L_cio: Todos os formatos de performance tem suas especificidades que as tornam especiais. Da mesma forma, o live act tem infinitas possibilidades de criação, recriação e improvisos durante a performance. São apresentadas composições autorais ao vivo, utilizando-se de equipamentos diferentes para apresentar essas músicas. Para as pessoas artistas é algo especial, pois tem desafios de apresentação, novas tecnologias conversando com antigas. Para o público, a possibilidade de ver em tempo real uma música sendo reproduzida de formas diferentes. 

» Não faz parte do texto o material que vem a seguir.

PR #1690, opened 2024-11-07
GDB-10692 - Change toggle behavior of import checkbox

DesiBorisova:
## What
The way the checkbox and drop-down in the Import page works will be as follows:

- When the user **selects** the checkbox next to the drop-down, all files will be **selected**.

- When the user **deselects** the checkbox next to the drop-down, all files will be **deselected**.

- When the user **clicks** the checkbox next to the drop-down while it is **indeterminate**, all files will be **deselected**.

- Selecting from the drop-down ("All", "None", "Imported", "Not imported") will not show the selected option next to the checkbox drop-down. Only the applicable files will be checked in the list.

- Manually selecting all the files will check the checkbox by the drop-down list.

- Manually deselecting all the files will uncheck the checkbox by the drop-down list.

## Why
This behavior was agreed with our UX specialist and matches the prototype in the task comment. The behavior is more intuitive for users, as it closely matches the Gmail email list checkbox drop-down.

## How
I added logic to switch the checkbox states, depending on the conditions. I edited the styles, so that the independent checkbox can appear as part of the button as before.

## Testing
N/A

## Screenshots
Screenshot from 2024-11-07 12-29-18

Screenshot from 2024-11-07 12-29-33

Screenshot from 2024-11-07 12-29-41

## Checklist
- [ ] Branch name
- [ ] Target branch
- [ ] Commit messages
- [ ] MR name
- [ ] MR Description
- [ ] Tests


src/js/angular/import/directives/import-resource-tree.directive.js
```diff
@@ -214,6 +232,25 @@ function importResourceTreeDirective($timeout, ImportContextService) {
...
+                }
+            };
+
+            const toggleCheckboxes = (checkboxElement, shouldSelect) => {
+                $scope.displayResources.forEach((resource) => resource.selected = shouldSelect);
+                $scope.selectedByStatus = shouldSelect ? STATUS_OPTIONS.ALL : STATUS_OPTIONS.NONE;
+                $scope.areAllDisplayedImportResourcesSelected = shouldSelect;
+                $scope.areAllDisplayedImportResourcesPartialSelected = false;
+
+                $timeout(() => {
```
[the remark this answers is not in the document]
DesiBorisova: Ah, the timeout isn't needed anymore. The checkbox state and variables are all updated before the state is changed. I'll remove it.

src/js/angular/import/directives/import-resource-tree.directive.js
```diff
@@ -180,6 +180,24 @@ function importResourceTreeDirective($timeout, ImportContextService) {
                 $scope.onEditResource({resource});
             };
 
+            $scope.toggleSelectAll = () => {
+                const allSelected = $scope.displayResources.every((resource) => resource.selected);
+                const noneSelected = $scope.displayResources.every((resource) => !resource.selected);
+                const checkboxElement = document.getElementById('checkboxInput');
```
svilenvelikov, line 186: You shouldn't query the entire document. You have the directive's html element. Use it. But bare in mind that it's wrapped as a jquery object.

src/js/angular/import/directives/import-resource-tree.directive.js
```diff
@@ -180,6 +180,24 @@ function importResourceTreeDirective($timeout, ImportContextService) {
                 $scope.onEditResource({resource});
             };
 
+            $scope.toggleSelectAll = () => {
+                const allSelected = $scope.displayResources.every((resource) => resource.selected);
```
svilenvelikov, line 184: I don't like these operations with the displayResources property. I know that you are just following the pattern, but it's time for you to start thinking about the code quality practices we are talking constantly. So, let's do this right, can we? 
First. Create another model which wraps the `ImportResourceTreeElement[]` list returned by the `resources.toList()`. Then implement methods for all such needs inside. Then update references where needed and reuse those methods, thus effectively abstracting the internal implementation of the tree elements list.

svilenvelikov:
Can you style the cursor when it's over checkboxexto be like a pointer?

src/js/angular/import/directives/import-resource-tree.directive.js
```diff
@@ -214,6 +232,23 @@ function importResourceTreeDirective($timeout, ImportContextService) {
...
                 $scope.areAllDisplayedImportResourcesPartialSelected = hasSelectedDisplayedImportResource && hasUnselectedDisplayedImportResource;
+
+                if ($scope.areAllDisplayedImportResourcesSelected) {
+                    $scope.selectedByStatus = STATUS_OPTIONS.ALL;
+                } else if (!$scope.areAllDisplayedImportResourcesSelected && !$scope.areAllDisplayedImportResourcesPartialSelected) {
+                    $scope.selectedByStatus = STATUS_OPTIONS.NONE;
+                }
+            };
+
+            const toggleCheckboxes = (checkboxElement, shouldSelect) => {
```
svilenvelikov, line 243: `shouldSelect` sounds strange. Can you come up with some better name?

src/js/angular/import/directives/import-resource-tree.directive.js
```diff
@@ -214,6 +232,23 @@ function importResourceTreeDirective($timeout, ImportContextService) {
...
+                $scope.displayResources.forEach((resource) => resource.selected = shouldSelect);
+                $scope.selectedByStatus = shouldSelect ? STATUS_OPTIONS.ALL : STATUS_OPTIONS.NONE;
+                $scope.areAllDisplayedImportResourcesSelected = shouldSelect;
+                $scope.areAllDisplayedImportResourcesPartialSelected = false;
+
+                if (checkboxElement) {
+                    checkboxElement.checked = shouldSelect;
```
svilenvelikov, line 250: I don't like this. Why are you working with the html element here when it's state is bound to some property in the directive?! See `areAllDisplayedImportResourcesSelected`!

src/js/angular/import/templates/import-resource-tree.html
```diff
@@ -2,13 +2,14 @@
 <div class="import-resource-tree mt-2" ng-if="!showLoader && resources && !resources.isEmpty()">
     <div class="import-resource-tree-header">
         <div class="import-resources-actions">
-            <div class="import-resource-status-dropdown btn-group" uib-dropdown>
+            <div class="import-resource-status-dropdown btn-group btn-secondary" uib-dropdown>
+                <input type="checkbox" id="checkboxInput" ng-class="{'selected': selectedByStatus}"
+                       prop-indeterminate="areAllDisplayedImportResourcesPartialSelected"
+                       ng-checked="selectedByStatus === STATUS_OPTIONS.ALL"
```
svilenvelikov, line 8: Why? See the other other note about the state of this input!

src/js/angular/import/directives/import-resource-tree.directive.js
```diff
@@ -214,6 +232,23 @@ function importResourceTreeDirective($timeout, ImportContextService) {
                 const hasSelectedDisplayedImportResource = $scope.displayResources.some((resource) => resource.selected);
                 $scope.areAllDisplayedImportResourcesSelected = hasSelectedDisplayedImportResource && !hasUnselectedDisplayedImportResource;
                 $scope.areAllDisplayedImportResourcesPartialSelected = hasSelectedDisplayedImportResource && hasUnselectedDisplayedImportResource;
+
+                if ($scope.areAllDisplayedImportResourcesSelected) {
+                    $scope.selectedByStatus = STATUS_OPTIONS.ALL;
+                } else if (!$scope.areAllDisplayedImportResourcesSelected && !$scope.areAllDisplayedImportResourcesPartialSelected) {
+                    $scope.selectedByStatus = STATUS_OPTIONS.NONE;
+                }
```
svilenvelikov, line 240: I'm not sure if the changes in this method are actually needed

src/js/angular/import/directives/import-resource-tree.directive.js
```diff
@@ -195,7 +222,8 @@ function importResourceTreeDirective($timeout, ImportContextService) {
             const updateListedImportResources = () => {
                 $scope.resources.getRoot().updateSelectionState();
                 sortResources();
-                $scope.displayResources = $scope.resources.toList()
+                $scope.checkboxControlModel = new CheckboxControlModel($scope.resources.toList());
+                $scope.displayResources = $scope.checkboxControlModel.getResourcesList()
```
svilenvelikov, line 226: The idea of this ne model/utility is to hide the internal implementation. In other words, there shouldn't have such filtering and other manipulations on the underlying array here. All this must happen in the wrapper. Otherwise it's pointless because the client would in fact know about the underlying structure and would be able to break it at some point.

src/js/angular/models/import/checkbox-control-resource-wrapper.js
```diff
@@ -0,0 +1,122 @@
+import {SortingType} from "./sorting-type";
+import {convertToBytes} from "../../utils/size-util";
+
+export class CheckboxControlModel {
```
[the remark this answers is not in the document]
svilenvelikov: It is a posibility, yes. Although it won't be quite convenient and performant, because the controller works with the array that is returned by the ImportResourceTreeElement#toList method and if you put these functions inside the ImportResourceTreeElement you'd need to call toList internally each time, whereas now it's possible to have a local cache of the `toList` result and just do the filtering, etc

src/js/angular/import/directives/import-resource-tree.directive.js
```diff
@@ -210,83 +219,11 @@ function importResourceTreeDirective($timeout, ImportContextService) {
...
-
-                if ($scope.filterByType === TYPE_FILTER_OPTIONS.DIRECTORY) {
-                    return resource.hasTextInDirectoriesName($scope.filterByFileName);
-                }
+                const mainCheckbox = element[0].querySelector('#importSelectCheckboxInput');
 
-                if ($scope.filterByType === TYPE_FILTER_OPTIONS.FILE) {
-                    return resource.hasTextInFilesName($scope.filterByFileName);
+                if (mainCheckbox) {
+                    mainCheckbox.checked = !!($scope.resourceListUtil.areAllDisplayedImportResourcesSelected || $scope.resourceListUtil.areAllDisplayedImportResourcesPartialSelected);
```
boyan-tonchev, line 225: This condition `!!($scope.resourceListUtil.areAllDisplayedImportResourcesSelected || $scope.resourceListUtil.areAllDisplayedImportResourcesPartialSelected) ` could be moved into a function in `CheckboxControlModel`

src/js/angular/import/directives/import-resource-tree.directive.js
```diff
@@ -314,6 +251,9 @@ function importResourceTreeDirective($timeout, ImportContextService) {
                 } else {
                     ImportResourceTreeService.mergeResourceTree($scope.resources, newResources, isUserImport);
                 }
+                $scope.resourceListUtil = $scope.resources.getResourceListUtil();
+                $scope.resourceListUtil.setNameFilter($scope.filterByFileName);
```
boyan-tonchev, line 255: The `nameFilter` needs to be updated when the filter changes. Update it in the `filterByFileNameChanged` function.

src/js/angular/import/directives/import-resource-tree.directive.js
```diff
@@ -314,6 +251,9 @@ function importResourceTreeDirective($timeout, ImportContextService) {
...
+                $scope.resourceListUtil.setTypeFilter($scope.filterByType);
```
boyan-tonchev, line 256: The `typeFilter` needs to be updated when the filter changes. Update it in the `filterByTypeChanged` function.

Gui Boratto: O live set tem algo único: claro que tem muita coisa que preparo antes, para poder improvisar. Mas quase tudo está sendo criado ali, na hora. Principalmente algumas melodias e linhas de baixo. Além de toda parte de bateria, está separada, assim consigo alterar a estrutura da música, breaks, drops etc. Isso faz com que cada apresentação seja diferente. O público sente essa energia, e o artista também se envolve de outra forma, com mais conexão com o momento.

HM: Quais nuances e possibilidades criativas você enxerga no formato live que o diferenciam de um DJ set tradicional?

L_cio: Acho que hoje em dia, tanto os DJ sets como os Live Acts tem muitas tecnologias para tornar o set especial – os CDJ’s e mixers tem muitas funções que podem fazer de um DJ set algo extremamente autoral. Os live acts por si só criam uma diversidade imensa de possibilidades de execução de suas músicas ao vivo. Por exemplo: no meu live tenho 110 músicas abertas (uns 3 mil clips de áudio) que posso escolher quando cada um vai entrar e sair das músicas. Posso, além de apresentar a composição original, como posso “remixa-la” ao vivo, usando efeitos, clips diferentes, improvisos de drum machine e inserção de instrumentos musicais, como flauta, trombone, berimbau, percussão e voz.  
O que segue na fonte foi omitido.